O ITCMD por estado varia de forma relevante: em 2026 as alíquotas vão de percentuais fixos de 4% a tabelas progressivas que chegam ao teto nacional de 8%. Cada unidade da federação define a própria alíquota dentro desse limite, o que faz o estado de domicílio do falecido (ou do doador) e a localização dos bens pesarem diretamente no custo de uma transmissão. A grande mudança do ano é a LC 227/2026, que regulamentou a reforma tributária (EC 132/2023) e tornou a progressividade obrigatória para todos os estados.
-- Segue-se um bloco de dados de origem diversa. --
PR #461, opened 2023-10-24
Add ostreecontainer command

kwozyman:
Backport of new ostreecontainer command to RHEL9

### DIFF
--- a/pykickstart/commands/ostreecontainer.py
+++ b/pykickstart/commands/ostreecontainer.py
@@ -1,0 +1,94 @@
+#
+# Copyright (C) 2023  Red Hat, Inc.
+#
+# This copyrighted material is made available to anyone wishing to use,
+# modify, copy, or redistribute it subject to the terms and conditions of
+# the GNU General Public License v.2, or (at your option) any later version.
+# This program is distributed in the hope that it will be useful, but WITHOUT
+# ANY WARRANTY expressed or implied, including the implied warranties of
+# MERCHANTABILITY or FITNESS FOR A PARTICULAR PURPOSE.  See the GNU General
+# Public License for more details.  You should have received a copy of the
+# GNU General Public License along with this program; if not, write to the
+# Free Software Foundation, Inc., 51 Franklin Street, Fifth Floor, Boston, MA
+# 02110-1301, USA.  Any Red Hat trademarks that are incorporated in the
+# source code or documentation are not subject to the GNU General Public
+# License and may only be used or replicated with the express permission of
+# Red Hat, Inc.
+#
+from pykickstart.version import F38
+from pykickstart.base import KickstartCommand
+from pykickstart.options import KSOptionParser
+
+class F38_OSTreeContainer(KickstartCommand):
+    removedKeywords = KickstartCommand.removedKeywords
+    removedAttrs = KickstartCommand.removedAttrs
+
+    def __init__(self, *args, **kwargs):
+        KickstartCommand.__init__(self, *args, **kwargs)
+        self.op = self._getParser()
+        self.stateroot = kwargs.get('stateroot', None)
+        self.url = kwargs.get('url', None)
+        self.transport = kwargs.get("transport", None)
+        self.remote = kwargs.get("remote", self.stateroot)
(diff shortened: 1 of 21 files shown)


pykickstart/commands/ostreecontainer.py
```diff
@@ -0,0 +1,94 @@
...
+# MERCHANTABILITY or FITNESS FOR A PARTICULAR PURPOSE.  See the GNU General
+# Public License for more details.  You should have received a copy of the
+# GNU General Public License along with this program; if not, write to the
+# Free Software Foundation, Inc., 51 Franklin Street, Fifth Floor, Boston, MA
+# 02110-1301, USA.  Any Red Hat trademarks that are incorporated in the
+# source code or documentation are not subject to the GNU General Public
+# License and may only be used or replicated with the express permission of
+# Red Hat, Inc.
+#
+from pykickstart.version import F38
```
bcl, line 18: This should not refer to F38 which from the RHEL9 perspective is in the future :) Just change them to RHEL9.

pykickstart/commands/ostreesetup.py
```diff
@@ -93,3 +95,8 @@ class RHEL8_OSTreeSetup(F21_OSTreeSetup):
 
 class RHEL9_OSTreeSetup(F21_OSTreeSetup):
     pass
+
+class F38_OSTreeSetup(F21_OSTreeSetup):
```
bcl, line 99: Same here, this can just become part of the `RHEL9_OSTreeSetup` class.

pykickstart/version.py
```diff
@@ -93,6 +93,7 @@
 F32 = 32000
 F33 = 33000
 F34 = 34000
+F38 = 38000
```
bcl, line 96: No need for this.

pykickstart/version.py
```diff
@@ -107,7 +108,7 @@
     "F19": F19, "F20": F20, "F21": F21, "F22": F22, "F23": F23,
     "F24": F24, "F25": F25, "F26": F26, "F27": F27, "F28": F28,
     "F29": F29, "F30": F30, "F31": F31, "F32": F32, "F33": F33,
-    "F34": F34,
+    "F34": F34, "F38": F38,
```
bcl, line 111: Or for this.

tests/commands/ostreecontainer.py
```diff
@@ -0,0 +1,59 @@
...
+        cmd = F38_OSTreeContainer()
+        self.assertEqual(cmd.noSignatureVerification, False)
+
+        # test if arguments are required
+        op = cmd._getParser()
+        for action in op._actions:
+            if '--url' in action.option_strings:
+                self.assertEqual(action.required, True)
+
+class F38_TestCase(CommandTest):
```
bcl, line 34: Name this RHEL9_

tests/commands/ostreesetup.py
```diff
@@ -70,5 +71,17 @@ class RHEL7_TestCase(F21_TestCase):
     def runTest(self):
         F21_TestCase.runTest(self)
 
+class F38_Conflict_TestCase(CommandSequenceTest):
```
bcl, line 74: RHEL9_ here as well

bcl (changes requested):
Other than those, this looks ok.

pykickstart/commands/reqpart.py
```diff
@@ -19,14 +19,12 @@
 #
 from pykickstart.version import F23
 from pykickstart.base import KickstartCommand
-from pykickstart.errors import KickstartParseError
 from pykickstart.options import KSOptionParser
 
-from pykickstart.i18n import _
```
bcl, line 25: This needs to remain :)

bcl: Actually, no, the later commit that adds back the message needs to be changed. Maybe these were applied in the wrong order?

VladimirSlavik: Looking at #434 where this should be ported from, I'm similarly confused - the commit order seems to be reversed, and some commits missing.

PR #467, opened 2023-11-09
remove control characters from license

### LINKED ISSUE #465: pip install of pykickstart doesn't install requests dependency
The current `pyproject.toml` is incorrect, the dynamic entries have to point to files, as described in the documentation here - https://setuptools.pypa.io/en/latest/userguide/pyproject_config.html#dynamic-metadata so that may be why `requests` isn't installed. But I have been unable to fix it.

I have tried:
* Adding a simple `dependencies` section with `requests` in it.
* Adding a new requirements.pip.txt file with `requests` in it.
* Removing the `install_requires` in setup.py as a diagnostic (tox needs it)

I am testing it by running (from within a py3.11 venv): `python3 -I -m pip install -vvv --check-build-dependencies -I .` and it installs pykickstart into the venv, but totally ignores any kind of dependency I add -- including totally bogus ones.

supakeen:
Having control characters in the LICENSE file prevents setuptools from installing dependencies when used in PEP-517 compliant mode. See: https://github.com/pypa/setuptools/issues/4033

I spent entirely too much time on this. This closes #465.

### DIFF
--- a/COPYING
+++ b/COPYING
@@ -55,7 +55,7 @@ patent must be licensed for everyone's free use or not licensed at all.
 
   The precise terms and conditions for copying, distribution and
 modification follow.
-
+
 		    GNU GENERAL PUBLIC LICENSE
    TERMS AND CONDITIONS FOR COPYING, DISTRIBUTION AND MODIFICATION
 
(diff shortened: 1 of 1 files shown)


VladimirSlavik (approved):
Looks good to me. Thank you!

PR #468, opened 2023-11-09
Add Fedora 40 support

bcl:


VladimirSlavik (approved):
I can't remember if this was everything, but we'd find soon enough I think :)

PR #1200, opened 2016-01-11
Specify a default LSF queue for aligners that don't list one explicitly.

tmooney:
In #1182 the resource request generation for alignments was changed.

Because the fallback is now overridden, the queue information can be lost if the aligner-specific implementation doesn't reiterate it.  These parameters establish a default, so the job still goes to the alignment queues if not otherwise specified.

Para o planejador, isso muda a conversa com o cliente: a pergunta deixa de ser "qual a alíquota do meu estado?" e passa a ser "como o valor total a transmitir, o local dos bens e o momento da transmissão afetam o imposto — e o que ainda vai mudar até 2027?".
Em resumo
ITCMD é o imposto estadual sobre transmissão causa mortis (herança) e doação; a competência e a alíquota são de cada estado e do DF.
O teto nacional é 8%, fixado pela Resolução nº 9/1992 do Senado Federal — nenhum estado pode cobrar mais que isso hoje.
Em 2026 convivem dois modelos: estados com alíquota fixa (ex.: São Paulo 4%) e estados com alíquota progressiva por faixas (ex.: Rio de Janeiro 4% a 8%).
A LC 227/2026 (publicada no DOU em 14/01/2026, conversão da PLP 108/2024) tornou a progressividade obrigatória para todas as UFs, entre outras mudanças de base de cálculo, doações sucessivas e bens no exterior.
A LC não é autoaplicável: cada estado precisa editar lei própria, respeitando anterioridade anual e nonagesimal. Leis publicadas em 2026 tendem a produzir efeito só a partir de 1º/01/2027.
No planejamento, o que importa não é decorar percentuais, mas mapear domicílio, localização e cronograma dos bens — sempre com a decisão nas mãos do cliente e de seus assessores jurídico e contábil.
O que é o ITCMD e por que ele varia de estado para estado?
O ITCMD (Imposto sobre Transmissão Causa Mortis e Doação) incide sobre duas situações: a transmissão de bens e direitos por herança (causa mortis) e a doação em vida. É um imposto estadual, previsto no art. 155, I, da Constituição Federal, o que significa que cada estado e o Distrito Federal legislam sobre sua própria alíquota, base de cálculo, isenções e prazos.
Essa autonomia é a razão de o "ITCMD por estado" ser tão diferente de uma UF para outra. O único limite comum é o teto: a Resolução nº 9/1992 do Senado Federal fixa a alíquota máxima em 8%. Dentro desse limite, um estado pode cobrar 2%, outro 8%, e um terceiro pode escalonar a alíquota conforme o valor transmitido.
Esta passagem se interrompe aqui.